_EXERCISE DESCRIPTION_. A word-for-word copy of the entries below is required.
·····
PR #2559, opened 2025-09-29
Disable Win32 key event test in GitHub Actions runs #2516

HeikoKlare:
Since the upgrade of the default GitHub Actions runner for Windows to Windows Server 2025, the key event tests started to fail sporadically. Until a solution is found, this temporarily disables the tests to avoid that it hides actual issues when investigating the build results.

For the used system variable to identify the GHA environment, see https://docs.github.com/en/actions/reference/workflows-and-actions/variables#default-environment-variables

Contributes to https://github.com/eclipse-platform/eclipse.platform.swt/issues/2516

PR #2595, opened 2025-10-04
[Win32] Add PrtScr hotkey check for KeyEvent tests #2516

HeikoKlare:
The Win32 KeyEvent tests started to fail on GitHub Actions when the environment was updated to Windows Server 2025. Using the print screen button opens the Windows snipping tools which, for yet unknown reason, now receives the focus and does not close automatically when processing further key events, like it did before and does on Windows 11 systems.

To keep the tests working properly, this change excludes the PtrScr key as a system hotkey when not combined with any modifier key. It reverts the complete disablement of the tests performed in https://github.com/eclipse-platform/eclipse.platform.swt/pull/2559.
·····
_EXERCISE RESULT_.
PR #2559, opened 2025-09-29
Disable Win32 key event test in GitHub Actions runs #2516

HeikoKlare:
Since the upgrade of the default GitHub Actions runner for Windows to Windows Server 2025, the key event tests started to fail sporadically. Until a solution is found, this temporarily disables the tests to avoid that it hides actual issues when investigating the build results.

For the used system variable to identify the GHA environment, see https://docs.github.com/en/actions/reference/workflows-and-actions/variables#default-environment-variables

Contributes to https://github.com/eclipse-platform/eclipse.platform.swt/issues/2516

PR #2595, opened 2025-10-04
[Win32] Add PrtScr hotkey check for KeyEvent tests #2516

HeikoKlare:
The Win32 KeyEvent tests started to fail on GitHub Actions when the environment was updated to Windows Server 2025. Using the print screen button opens the Windows snipping tools which, for yet unknown reason, now receives the focus and does not close automatically when processing further key events, like it did before and does on Windows 11 systems.

To keep the tests working properly, this change excludes the PtrScr key as a system hotkey when not combined with any modifier key. It reverts the complete disablement of the tests performed in https://github.com/eclipse-platform/eclipse.platform.swt/pull/2559.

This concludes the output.